> Instead [of using a library like libffi], Swift embeds a copy of clang, the C and C++ compiler, which is able to directly translate between the languages avoiding penalties in code size and runtime performance.
How exactly does this work? Is it compiling C/C++ code alongside the Swift code and transforming that into some kind of Swift implementation?
The embedded copy of Clang is doing some heavy work I think. At no point does any of the C or C++ code get transformed into Swift. Instead, it's used to import the the header directly into Swift (in a manner similar to a pre-compiled header), and then Swift is able to use the platform C calling convention to directly call the C code.

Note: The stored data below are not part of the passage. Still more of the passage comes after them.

PR #155, opened 2023-02-16
Update pre-commit hook with bashate

amolkahat:
This patch removes golint and by default
use golangci-lint.

### DIFF
--- a/.pre-commit-config.yaml
+++ b/.pre-commit-config.yaml
@@ -1,4 +1,17 @@
 repos:
+- repo: https://github.com/dnephin/pre-commit-golang
+  rev: v0.5.1
+  hooks:
+    - id: go-fmt
+      exclude: ^vendor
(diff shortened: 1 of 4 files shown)


.pre-commit-config.yaml
```diff
@@ -51,3 +55,9 @@ repos:
     - id: no-commit-to-branch
     - id: trailing-whitespace
       exclude: ^vendor
+
+- repo: https://github.com/openstack-dev/bashate.git
```
abays, line 59: I noticed this was changed to `openstack` instead of `openstack-dev` in the similar Cinder PR.  Should it be changed here as well?

amolkahat: Yes. you are right.. I've missed it. Changing. Thanks!

abays (approved):
/lgtm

Swift is generally really good at code-switching between various calling conventions, including its own, C, Objective-C msg_send, etc.
Many languages have some facility for importing declarations like that and even using C calling convention to invoke them (e.g. Rust + bindgen), but Swift goes much further than just importing declarations; if the header happens to contain C definition code, it actually compiles that code directly and then can then emit a call to it.

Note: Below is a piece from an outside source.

PR #157, opened 2023-02-16
Add build_root image configuration for prow

bshewale:


dprince:
Looks like we have 2 PRs doing the same thing. As https://github.com/openstack-k8s-operators/glance-operator/pull/156 was first I approved it.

In the case of C++, which doesn't have a stable ABI on most platforms, it likely also knows and emits code using Clang's C++ calling convention for the platform (e.g. Clang on Windows uses the MSVC calling convention and so does Swift when calling C++). But Swift's ability to actually compile C++ code is very powerful in dealing with template functions and classes because Swift can instantiate and compile templated code in the C++ headers. AFAIK it's the only major production language I've seen that even attempts to do this.
If it works like in Zig (which also currently integrates Clang), then it will compile C, C++ and ObjC source files directly to LLVM IR, and headers to AST-level and then use that rich AST information to generate Swift interfaces on the fly. The main difference to Zig seems to be that Swift can also generate bindings for C++ interfaces while Zig is limited to C interfaces.
A Swift package can have modules/targets that are C/C++. It delegates the module building to clang, and Swift can both read/use those modules and publish its own API for use from C/C++. In Swift the "unsafe" family of API's converts Swift objects to C/C++ pointers relatively ergonomically. Note that Swift 5 added a lot of features to support ABI stability.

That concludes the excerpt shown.